Tutorial 0 : Introduction to NLP (Natural Language Processing)
A tutorial for beginners, bag of words and support vector machines.
Introduction
In this tutorial, we will try to create a simple text classifier following these steps :
Understand how the bag of words model work.
Build a small text dataset.
Convert this text dataset into numbers (to feed them to the classifier).
Train a machine learning model (an SVM) to classify the dataset as two categories of text.
Requirements
Basic python knowledge.
Python 3 and sklearn installed.
How the Bag of Words Model work?
The bag-of-words model represents a text (such as a sentence or a document) as the bag of its words.
To understand how the bag of words model works, let's take a simple example and consider the following texts :
"I love this book"
"this is a great book"
"Your hat is great"
"I love the shoes"
The principle of the bag of words model, is to build a list containing feature names of the previous texts of length N:
- ['book', 'fit', 'great', 'is', 'love', 'shoes', 'the', 'this']
Then, each sentence is represented by a list of N columns and one row, each column contains the number of occurrences of the word in the sentence. :
[1 0 0 0 1 0 1 0]
[1 0 1 1 0 0 0 1]
[0 1 1 1 0 0 1 0]
[0 0 0 0 1 1 1 0]
Build the classifier using python and sklearn
Objective :
The objective is to build a model that takes a sentence as input and classifies it as BOOKS or CARS.
Bag of words in python
Now that we understand how the bag-of-words model works, let's code it in python, for this we will need the CountVectorizer from sklearn.feature_extraction.text:. from sklearn.feature_extraction.text import CountVectorizer
Now we will define our "BOOKS" and "CARS" categories :
class Category:
BOOKS = "BOOKS"
CARS= "CARS"
Next, we will create our simple training dataset, we will create the sentences and their corresponding labels, for example "I like the book" corresponds to the category BOOKS.
train_x = [
"I love the book",
"this is a great book",
"The cover of this novel is good",
"this car is red",
"I like the colour of this car",
"This vehicle is amazing !"]
train_y = [
Category.BOOKS,
Category.BOOKS,
Category.BOOKS,
Category.CARS,
Category.CARS,
Category.CARS]
Now, let's build our model : vectorizer = CountVectorizer()

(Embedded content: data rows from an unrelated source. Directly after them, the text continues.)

PR #1714, opened 2018-01-01
hal: Allow creating multiple logical devices from a physical device

msiglreith:
Following Vulkan specification and required to get portability running with dx12.
Currently, implementation clones the adapter, but that's a hack and creating multiple devices would result in a mess as all would be the same device under the hood on dx12.

### DIFF
--- a/src/backend/dx12/src/lib.rs
+++ b/src/backend/dx12/src/lib.rs
@@ -32,7 +32,7 @@ use wio::com::ComPtr;
 use std::{mem, ptr};
 use std::os::windows::ffi::OsStringExt;
 use std::ffi::OsString;
-use std::sync::Mutex;
+use std::sync::{Arc, Mutex};
 
 pub(crate) struct HeapProperties {
     pub page_property: d3d12::D3D12_CPU_PAGE_PROPERTY,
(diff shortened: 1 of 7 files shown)


src/backend/dx12/src/lib.rs
```diff
@@ -146,12 +146,21 @@ pub struct PhysicalDevice {
     private_caps: Capabilities,
     heap_properties: &'static [HeapProperties; NUM_HEAP_PROPERTIES],
     memory_properties: hal::MemoryProperties,
+    // Indicates that there is currently an active logical device.
+    // Opening the same adapter multiple times will return the same D3D12Device again.
+    is_open: Arc<Mutex<bool>>,
```
kvark: `AtomicBool`?

msiglreith: I want to lock the whole creation process and only set `is_open` to `true` once we finished creating the logical device.
Both approaches would work, but a mutex feels safe here.
pseudo code for atomics;
```
if !self.is_open { return Err(); }
self.is_open.set(true);
....
// check device error
if !SUCCESS { self.is_open.set(false); return Err(); }
...
// check queue creation error
if !SUCCESS { self.is_open.set(false); return Err(); }
...
Gpu { device, queues }
```

kvark:
sounds good, thank you!
bors r+

PR #1715, opened 2018-01-02
[v0.16] Hash for pipe::Meta

kvark:
Allows hashing and comparing pipeline states.

PR #1716, opened 2018-01-02
[pre-ll] Hash for pipe::Meta

kvark:
Brother of #1715


src/render/src/pso/resource.rs
```diff
@@ -69,7 +69,8 @@ pub struct Sampler(Option<(SamplerSlot, shade::Usage)>);
 ///
 /// - init: `&str` = name of the sampler/texture (assuming they match)
 /// - data: (`ShaderResourceView<T>`, `Sampler`)
-#[derive(Clone, Debug, Eq, Hash, PartialEq)]
+#[derive(Derivative)]
+#[derivative(Clone, Debug, Eq, Hash(bound=""), PartialEq)]
```
vitvakatu: I wonder if we can do the same thing with `Eq`

PR #1718, opened 2018-01-03
dx12/vk: Implement vulkan based memory mapping

msiglreith:
Replace resource based mapping with device memory based mapping.
On dx12 this is implemented by a backing buffer resource covering the whole memory allocation. This currently results in a aliasing warnings in the debug layer. Requires further investigation about the safety of this approach.

The change would fix one of the large outstanding portability issues in my opinion. The branch is based on `portable` as it's experimental and lacks metal backend implementation, so most likely won't pass CI atm.


kvark:
Can we have metal compiling at least?

kvark:
waaait, why would we not want this in `master`?

msiglreith:
It would break all examples for an indefinite period of time 😄

kvark:
> It would break all examples for an indefinite period of time

You mean, all the 2.5 examples? :D shipit

msiglreith:
Updated the remaining crates to the point where it should pass CI.
Currently breaks all examples on metal (+gl) and quad_render won't be working correctly as the mapping part in `render` needs to be rewritten as it's heavily built around resource mapping.

I can redirect it towards the master branch if the mentioned points above are ok.

kvark:
I *think* we should put `unimplemented!()` where we are lazy to fill the gaps, merge this into `master` with CI passing, and then go from there.

msiglreith:
should be ready then!

src/backend/dx12/src/device.rs
```diff
@@ -1786,41 +1817,86 @@ impl d::Device<B> for Device {
...
+                &d3d12::D3D12_RANGE {
+                    Begin: 0,
+                    End: 0,
+                },
+            );
+        }
+    }
 
-        unsafe { (*buf.resource).Unmap(0, &written_range) };
+    fn flush_mapped_memory_ranges(&self, ranges: &[(&n::Memory, Range<u64>)]) {
```
kvark: use iterators?

src/hal/src/device.rs
```diff
@@ -316,82 +316,74 @@ pub trait Device<B: Backend> {
...
         T: Copy,
     {
-        let count = (range.end - range.start) as usize / mem::size_of::<T>();
-        self.acquire_mapping_raw(buffer, Some(range.clone()))
+        let len = range.end - range.start;
+        let count = len as usize / mem::size_of::<T>();
+        self.map_memory(memory, range.clone())
             .map(|ptr| unsafe {
-                let start_ptr = ptr.offset(range.start as isize) as *const _;
+                let start_ptr = ptr.offset(0) as *const _;
```
kvark: this becomes redundanty

src/hal/src/device.rs
```diff
@@ -316,82 +316,74 @@ pub trait Device<B: Backend> {
...
         -> Result<mapping::Writer<'a, B, T>, mapping::Error>
     where
         T: Copy,
     {
         let count = (range.end - range.start) as usize / mem::size_of::<T>();
-        self.acquire_mapping_raw(buffer, None)
+        self.map_memory(memory, range.clone())
             .map(|ptr| unsafe {
-                let start_ptr = ptr.offset(range.start as isize) as *mut _;
+                let start_ptr = ptr.offset(0) as *mut _;
```
kvark: same here

msiglreith:
done, thanks.
I should have updated the code after rebasing it. The codebase changes so fast 🎐

kvark:
Thank you!
bors r+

Let's fit the bag of words model to our training dataset : vectors = vectorizer.fit_transform(train_x)
Support Vector Machines Model
Now that we have converted our text into vectors, let's train a machine learning model to classify these vectors, for this we choose Support Vector Classifier (SVC) from the sklearn library : from sklearn import svm clf_svm = svm.SVC(kernel='linear') clf_svm.fit(vectors, train_y)
Now that we have trained our model, to test it, we must first define the text :
text = "I like the book"
test_x = vectorizer.transform([text])
clf_svm.predict(test_x)
Finally ..
This is a very simple tutorial to NLP, you can observe that for the model, the word books and book are not the same, we will try to solve this kind of problems in the next tutorials and we will cover other concepts too, thanks!